PR #4145, opened 2026-06-25
[xccl] Drop oneCCL v1 (C++) backend, keep only v2 C API

Chao1Han:
Previously the xccl backend supported two parallel paths gated by the USE_CCL_V2 env var: the original oneCCL v1 C++ API (`ccl::*` namespace, backed by libccl.so.1) and the newer v2 C API (`oneccl*` functions, backed by libccl.so.2). The v1 path was the default, the v2 path was opt-in.

This change removes the v1 path entirely and makes v2 the only path, mirroring the NCCL backend layout (`ProcessGroupNCCL` calling the C API directly).


cmake/XCCL.cmake
```diff
@@ -22,7 +22,13 @@ if(NOT __XCCL_INCLUDED)
   set_property(
     TARGET torch::xccl PROPERTY INTERFACE_INCLUDE_DIRECTORIES
     ${XCCL_INCLUDE_DIR})
+  # oneCCL declares all C-API symbols (oneccl*) with __attribute__((weak)) in
+  # <oneapi/ccl.h>. Under the default --as-needed link policy this would cause
+  # the libccl shared objects to be dropped from libtorch_xpu.so dependencies
+  # (no strong undefined reference is generated), and the weak symbols would
+  # resolve to NULL at runtime -> segfault on the first oneccl* call.
+  # Wrap them with --no-as-needed,...,--as-needed so they remain in NEEDED.
```
blazej-smorawski: @Chao1Han we could change this attribute I think. I remember I added it initially so it would be possible to have the single package with both APIs, but as the old one is not needed anymore we could remove this weak linkage.

Chao1Han: Agree, dropping weak is the right move now that v1 is gone. The currently shipping oneAPI 2026.0 still has weak CCL_C_API in <oneapi/ccl.h>. If oneCCL drops the weak attribute in a future release we can remove `--no-as-needed` here

src/xccl/xccl.h
```diff
@@ -74,44 +68,17 @@ inline std::string reduceOpToString(c10d::ReduceOp op) {
...
-            return std::tolower(c);
-          });
-      return value == "on" || value == "yes" || value == "1";
-    }
-    return false;
-  }();
-  return cachedValue;
-}
-
 inline const std::string& getVersionString() {
```
zhangxiaoli73, line 71: No backward compability?

src/xccl/ProcessGroupXCCL.cpp
```diff
@@ -615,20 +615,31 @@ std::shared_ptr<xcclComm_t> ProcessGroupXCCL::initXCCLComm(
...
-      rank_,
-      device,
-      q,
-      deviceKey,
-      store_.get(),
+  onecclUniqueId xcclID;
+  if (rank_ == 0 || (singleP2POp && p2pRank == 0)) {
+    onecclGetUniqueId(&xcclID);
+  }
+  broadcastUniqueXCCLID(
```
guangyey, line 623: `xcclCommCounter_` was incremented in `broadcastUniqueXCCLID`, no data race protection, is this fine?

cmake/Modules/FindXCCL.cmake
```diff
@@ -47,22 +47,15 @@ find_file(
...
-)
-
+# Find XCCL v2 C-API library (libccl.so.2.0).
 find_file(
-  XCCL_LIBRARY_2_0
+  XCCL_LIBRARY
   NAMES libccl.so.2.0
   HINTS ${XCCL_LIBRARY_DIR}
   NO_DEFAULT_PATH
 )
```
guangyey, line 58:
```cmake
set(CCL_ORIG_CMAKE_FIND_LIBRARY_SUFFIXES ${CMAKE_FIND_LIBRARY_SUFFIXES})
set(CMAKE_FIND_LIBRARY_SUFFIXES ".so.2.0")
find_library(XCCL_LIBRARY NAMES ccl
  HINTS ${XCCL_LIBRARY_DIR}
  NO_DEFAULT_PATH
)
set(CMAKE_FIND_LIBRARY_SUFFIXES ${CCL_ORIG_CMAKE_FIND_LIBRARY_SUFFIXES})
```
another choice

src/xccl/ProcessGroupXCCL.cpp
Chao1Han: ProcessGroup is single-threaded in the eager execution model, and the counter only needs to produce a store key that is consistent across ranks, So the increment being outside the lock is intentional and matches NCCL implementation.

cmake/Modules/FindXCCL.cmake
Chao1Han: updated

cmake/Modules/FindXCCL.cmake
```diff
@@ -10,7 +10,7 @@
 # XCCL_FOUND               : True if the system has the XCCL library.
 # XCCL_INCLUDE_DIR         : Include directories needed to use XCCL.
 # XCCL_LIBRARY_DIR         ：The path to the XCCL library.
-# XCCL_LIBRARY             : XCCL library fullname.
+# XCCL_LIBRARY             : Full path to libccl.so.2.0 (oneCCL v2 C API).
```
guangyey: forgot update?

Chao1Han: I keep it because torch print it https://github.com/pytorch/pytorch/blob/14c2be6563899240a522d14383e76b49c8c9d028/cmake/Summary.cmake#L175

guangyey:
```cmake
# XCCL_LIBRARY             : XCCL library fullname. (oneCCL v2 C API).
```

Chao1Han: updated

src/xccl/xccl.h
```diff
@@ -120,16 +87,12 @@ namespace c10d {
 
 struct XCCLStream {
```
guangyey: Is it possible to remove `XCCLStream` entirely?

Chao1Han: I think so, still a few redundant structure for compatibility with the two APIs. Let me clean those up as well.

guangyey: It's fine in a follow up PR.

guangyey (approved):

Chao1Han:
@torchxpubot merge

zhangxiaoli73 (approved):

Chao1Han:
@torchxpubot merge

Chao1Han:
@torchxpubot merge -f "distributed tests passed"

PR #4146, opened 2026-06-25
Fix off-by-one in deform_conv2d 32/64-bit indexing threshold

cyyever:
Aligns the deform_conv2d 32/64-bit indexing threshold with upstream torchvision: gate on `> std::numeric_limits<int32_t>::max()` instead of `> ((int64_t)1 << 31)`.

CUDA uses `> std::numeric_limits<int32_t>::max()`; the XPU port diverged by one (used `2**31`). With the XPU check, a count of exactly `2**31` stays on the 32-bit path, narrows to `INT_MIN` in the kernel's `int` launch parameter, and the strided loop `index < n` never runs — silent wrong gradient/output. Also drops the bare `(1 << 31)` sign-bit UB at `compute_grad_input`.


guangyey (approved):
Thanks!

guangyey:
"lint" + "build" passed

PR #3990, opened 2026-06-12
[test] Fix XPU von Mises sample test deterministic failure under fixed pytest seed

tszulist-hbn:
Fixes https://github.com/intel/torch-xpu-ops/issues/3977
Closes https://github.com/intel/torch-xpu-ops/issues/4004

## Root Cause

`calc_execution_policy` computed `counter_offset` using the `UNROLL` template
parameter as the stride multiplier:

```cpp
uint64_t counter_offset =
    ((total_elements - 1) / (group_size * num_groups * UNROLL) + 1) * UNROLL;
```

However, every call to `dist_func_` inside the kernel always advances the Philox counter by `rand4_engine_calls` (4) regardless of the unroll factor. When `unroll_factor != rand4_engine_calls`, the offset was wrong: kernel launches could receive overlapping or incorrectly spaced Philox sub-streams, producing statistically biased output at certain generator positions.

Additionally, `distribution_nullary_kernel` was calling `calc_execution_policy(numel)` (defaulting to `UNROLL=4`) rather than `calc_execution_policy<unroll_factor>(numel)`, so the number-of-groups calculation was decoupled from the actual kernel unroll factor.

## Fix

- Make `calc_execution_policy` a template function parameterized on `UNROLL` (defaulting to `rand4_engine_calls`).
- Replace `* UNROLL` with `* rand4_engine_calls` in the `counter_offset` formula so the stride always matches actual Philox consumption.
- Pass `unroll_factor` explicitly when calling `calc_execution_policy` from `distribution_nullary_kernel`.

## Validation

```bash
PYTORCH_TEST_WITH_SLOW=1 python -m pytest -xvs \
  third_party/torch-xpu-ops/test/xpu/test_distributions_xpu.py::TestDistributionsXPU::test_vonmises_sample_xpu
# 1 passed
```

PR #4156, opened 2026-06-25
Use correct unroll_factor depending on dtype in `RreluWithNoiseKernels.cpp`

BBBela:
Use correct `unroll_factor` depending on used dtype.
The `_rrelu_with_noise_xpu_train` function calls the following kernel:
```cpp
template <typename scalar_t, int unroll_factor, typename transform_t>
struct RreluWithNoiseKernelFunctor
```
with `unroll_factor == 2` when `std::is_same_v<scalar_t, double>` is true and with `unroll_factor == 4` otherwise. But the kernel parameters are always defined using `calc_execution_policy` with default template parameter which is `UNROLL == 4`.
This PR makes the behavior aligned. We always use the same `unroll_factor` for the same data type.

The same approach is used on CUDA: [CODE FRAGMENT](https://github.com/pytorch/pytorch/blob/e683636150f35c3972bde18ac610291f3e9e577f/aten/src/ATen/native/cuda/RreluWithNoise.cu#L81)


BBBela:
This PR waits for https://github.com/intel/torch-xpu-ops/pull/3990 to be merged first.

BBBela:
I thought about adding some regression test, but I am not sure if it is required and necessary in this case. Especially that this behavior depends on the hardware specifics regarding number of Execution Units and Work Items. But I can add one if needed that verifies the offset is different for different dtypes.
```python
    # A philox4x32 block yields 2 doubles but 4 floats, so at equal numel the
    # double kernel needs twice as many blocks and must reserve twice as much
    # generator offset. Reserving with the default unroll factor of 4 rather
    # than the 2 the double kernel actually uses makes both dtypes reserve the
    # same amount, under-advancing the generator for double.
    def test_double_reserves_more_offset_than_float(self):
        # Must exceed twice the GPU's work-item count for the two candidate
        # unroll factors to disagree: at one loop iteration per work item both
        # round up to the same offset and hide the bug.
        numel = 1 << 24

        def reserved_offset(dtype):
            gen = torch.Generator(device="xpu")
            gen.manual_seed(12345)
            x = torch.full((numel,), -1.0, device="xpu", dtype=dtype)
            noise = torch.zeros_like(x)
            torch._C._nn.rrelu_with_noise(x, noise, 0.0, 1.0, True, gen)
            torch.xpu.synchronize()
            return gen.get_offset()

        self.assertGreater(
            reserved_offset(torch.float64), reserved_offset(torch.float32)
        )
```

PatrykWilczewski (approved):

pbielak (approved):

BBBela:
@torchxpubot merge

PR #4165, opened 2026-06-26
Replace enable_if SFINAE with C++20 requires-clauses

cyyever:
The project compiles as C++20, so std::enable_if return-type SFINAE under src/ can be rewritten as requires-clauses, which read more clearly and keep the return type unobscured. Constraints are preserved exactly, so overload selection is unchanged. In Reduce.h the dummy `enable_if<...>::type* = nullptr` parameter is dropped (all call sites relied on its default).

Authored with assistance from an AI coding agent.


guangyey (approved):
Thanks!

guangyey:
lint and build pass. land it immediately

PR #4166, opened 2026-06-26
Use upstream version for test_native_functions and test_modules

Silv3S:
This PR ports 2 test files, to use upstream ones

- **test_native_functions_xpu.py**
These tests are device-agnostic. No changes in pass rate after migration
- **test_modules_xpu.py**
Remove test overrides to use original upstream functions without workarounds


test/xpu/test_modules_xpu.py
```diff
@@ -13,172 +13,8 @@
 # Owner(s): ["module: intel"]
```
pbielak, line 13: Such setup will only launch XPU-specific test, whereas when running the upstream file directly, we would also add CPU-only tests. Check the time difference - if small, please use the upstream file directly.

pbielak (changes requested):

BBBela (approved):
Thanks!
I believe that we can leave the thin wrapper for now and it can always be removed in the future as next steps.

test/xpu/test_modules_xpu.py
Silv3S: CPU suite takes 4 minutes. It's not much, but if we continue with this approach it will significantly slow down CI

pbielak (approved):

Silv3S:
All tests from `test_native_functions_xpu` and `test_modules_xpu` passed in CI

PR #4189, opened 2026-06-30
Use `test_embedding.py` directly from upstream

pbielak:
The upstream `nn/test_embedding.py` already has `allow_xpu=True` in its `instantiate_device_type_tests` call. We can run it directly without the local `_xpu.py` wrapper.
────────────────────────────────────────
EXERCISE DIRECTIONS:
Find the lines above that contain the word "original" and collect them.

THE ANSWER:
Previously the xccl backend supported two parallel paths gated by the USE_CCL_V2 env var: the original oneCCL v1 C++ API (`ccl::*` namespace, backed by libccl.so.1) and the newer v2 C API (`oneccl*` functions, backed by libccl.so.2). The v1 path was the default, the v2 path was opt-in.
Remove test overrides to use original upstream functions without workarounds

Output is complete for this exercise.